Saturday, February 3, 2007

gone all skypey

My dad wanted to do something spectacular for me and my brother when we were in Prague.
He had the idea of using these modern times better, so that we didnt have to get a phone card and run to a functioning phone booth to get 2 minutes talk time for 10 bucks just to stay in touch.

He is a modern man.

He decided, and he didnt care how much it cost, he was going to buy us a skype.
My mum pointed out that she thinks you can get it on the computer, and that she thinks it is free. "Well, you know what I mean Kate. Lets get them all on the skype."

Keen to share the technological wave my parents are surfing, I did get myself a skype.
Begin: skype mania.

Mum was right, it did come from the net.
You can download all sorts of stuff onto it, mp3s and all that, but you should be careful of viruses. Maybe run a virus scan. In case it has trojan horses on it.

I saved mine as a jpeg onto the hard drive, just to be sure. But actually the only way you can really be sure is to back it up. Or get one of those encryptions.

quirky?

That word got a lot of airtime in describing a glut of post Twin Peaks tv shows that threw unlikely dialogues into the usual soap mix , eg "I am wearing a cat on my head today, please don't bother me".
Luckily this was soon identified as contrived zany, and 'quirky' fell out of fashion again.

Not completely.

It resurfaces so often in written materials about Ukraine that it is odd to see a text without it.

It sure made me excited to move here. The idea of an (albeit impoverished) Wonka -land of amusing characters certainly holds a charm. My antennae were on the alert: for the first couple of months I acted like I was flicking through a giant Where's Wally book, trying to spot the oddity.
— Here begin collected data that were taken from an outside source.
Issue #161, opened 2025-04-05
`AccessDeniedException` when deleting temporary DLL file on Windows AppData folder (JVM)


luanrodrigsr:
Hi!

After investigating the log of my JVM application, i notice an error when the user close it on Windows. 

**SDK version:** 1.0.0-BETA28
**Platform OS and version:** Windows 11 (JVM) amd64

```Logcat
DEBUG: Database SQLiteVersion: 3.49.1
DEBUG: Database PowerSyncVersion: 0.3.12/0386fb5d
ERROR: [DATABASE] O usuario nao esta conectado.
Exception in thread "Thread-4" java.nio.file.AccessDeniedException: C:\Users\USER\AppData\Local\Temp\powersync4601466118483182314.dll
	at java.base/sun.nio.fs.WindowsException.translateToIOException(WindowsException.java:89)
	at java.base/sun.nio.fs.WindowsException.rethrowAsIOException(WindowsException.java:103)
	at java.base/sun.nio.fs.WindowsException.rethrowAsIOException(WindowsException.java:108)
	at java.base/sun.nio.fs.WindowsFileSystemProvider.implDelete(WindowsFileSystemProvider.java:273)
	at java.base/sun.nio.fs.AbstractFileSystemProvider.deleteIfExists(AbstractFileSystemProvider.java:109)
	at java.base/java.nio.file.Files.deleteIfExists(Files.java:1191)
	at com.powersync.ExtractLibKt.extractLib$lambda$0(ExtractLib.kt:30)
	at java.base/java.lang.Thread.run(Thread.java:1583)
```

![Image](https://github.com/user-attachments/assets/e094aa79-01c9-46c3-990a-8907d2ebe8dd)

I'm not sure about the impact and severity of this exception right now, but I decided to share it here. 

It seems as a failed attempt to delete a temporary DLL file due to insufficient permission.

```Kotlin

val tmpPath = createTempFile("$prefix$fileName", ".$extension")
Runtime.getRuntime().addShutdownHook(Thread { tmpPath.deleteIfExists() })

```

stevensJourney:
Thanks for reporting this! I was able to reproduce this by running our unit tests on a Windows machine. Strangely our Windows CI runner does not exhibit the same behaviour.  
For context. We are currently copying our PowerSync SQLite extension DLL to a temporary file, which is scheduled for delete when the process shuts down. I believe we should be able to improve this workflow. 
A fix for this should be released soon, most likely next week.

[...]

PR #162, opened 2025-04-07
[JVM Windows] Process shutdown bug

stevensJourney:
# Overview

For JVM we currently find the PowerSync SQLite core resource's path then copy it to a temporary file. The temporary file is used when loading the extension in SQLite. The temporary file is deleted on process shutdown. 

https://github.com/powersync-ja/powersync-kotlin/issues/161 raised that on Windows an issue occurs when deleting the temporary file.

It looks like this method, of using a temporary file, was used in order to resolve the extension's path in a format compatible with Windows. Typically the `R::class.java.getResource(path)` result is of the format `/c:/...` which does not seem to work as an extension path in SQLite.

The logic has been updated to avoid the use of temporary files altogether. The binary resource file path is now used to load the SQLite extension.

### DIFF
--- a/core/src/jvmMain/kotlin/com/powersync/ExtractLib.kt
+++ b/core/src/jvmMain/kotlin/com/powersync/ExtractLib.kt
@@ -30,6 +30,5 @@ internal fun extractLib(fileName: String): String {
      * Wrapping in a File handle resolves the URI to a path usable by SQLite.
      * This is particularly relevant on Windows.
      */
-    val result = File(resourceURI.path).path.toString()
-    return result
+    return File(resourceURI.path).path.toString()
 }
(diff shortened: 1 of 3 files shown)


core/src/jvmMain/kotlin/com/powersync/ExtractLib.kt
```diff
@@ -26,14 +23,12 @@ internal fun extractLib(fileName: String): Path {
...
-        tmpPath.outputStream().use { output ->
-            input.copyTo(output)
-        }
-    }
-
-    return tmpPath
+    /**
+     * Wrapping in a File handle resolves the URI to a path usable by SQLite.
+     * This is particularly relevant on Windows.
+     */
```
simolus3, line 32: > Wrapping in a File handle resolves the URI to a path usable by SQLite.

For my own understanding, is this to transform the path into the native representation (because `resourceURI.path` will always be a URL-style path which is not supported on Windows?). Maybe the comment could be a little clearer on why it's relevant.

Unrelated nit: I prefer `//` comments inside of methods, this one isn't part of any KDoc declaration either way.

simolus3 (approved):
Thanks 👍

simolus3:
Let's see if merging the test changes does something about the flakiness 🤞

Yeah, I spotted a few.

But there is of course something problematic about this approach, ie the danger of becoming one of those repugnant hostel types in expensive and incongruous climbing gear, for whom the world performs in anecdotes.

It is worth asking if a quirk highlights disfunction of the quirky or the the banality of the non quirky? Or the lack of 'human' at the core of an esteemed idea of rationality?

I don't want to be the straight man in all of this, but I want to be in all of this. At any rate, Ukraine doesn't hold exclusive rights on eccentricity, but it deserves a mention in the credits.

Who can really predict the weather? And what do we really need to know? Last week for three days running the weather report had the symbol of a question mark. As if the Bureau of Meteorology was sick of all the layman smart mouthing and acknowledged "Look, this week is anyones guess". The good news was that the forth and fifth days had a sun, so everything was going to be alright.

There have been two times where a pair of shoes with nobody in them, stand neatly on the median strip, as if someone was waiting for the traffic to clear and suddenly vanished. But if they had been spirited away, why had the shoes remained? why did the rest of their clothes go invisible but the shoes not? Had they been otherwise naked? Were there any witnesses? By the next day in both cases the shoes had disappeared. Perhaps there had been a time lag in teleportation, like in a long distance phone call, or that the shoes were too heavy and had to be sent in a different parcel.

As is the fashion in lots of places, a mobile operator has put cameras in various cities and you can go on the internet to look at the city square. It is not a live web cam kind of thing , but a series of photos of the town. Kind of. It is clear that he person who posts the photos has to amuse themselves somehow. Or express themselves artistically. At any rate, to communicate something to whoever is trying to get a feel for a city, and doesn't know any other way than to google.ua it. One city has two photos taken at different times of a rainy day. The camera had also been rained on, so it was difficult to see what city it was. But there is atmosphere. In another city a seagull had sat right next to the camera and adopted a number of poses. It looked like there was some kind of town behind the seagull, but lets say it isn't the star of the show.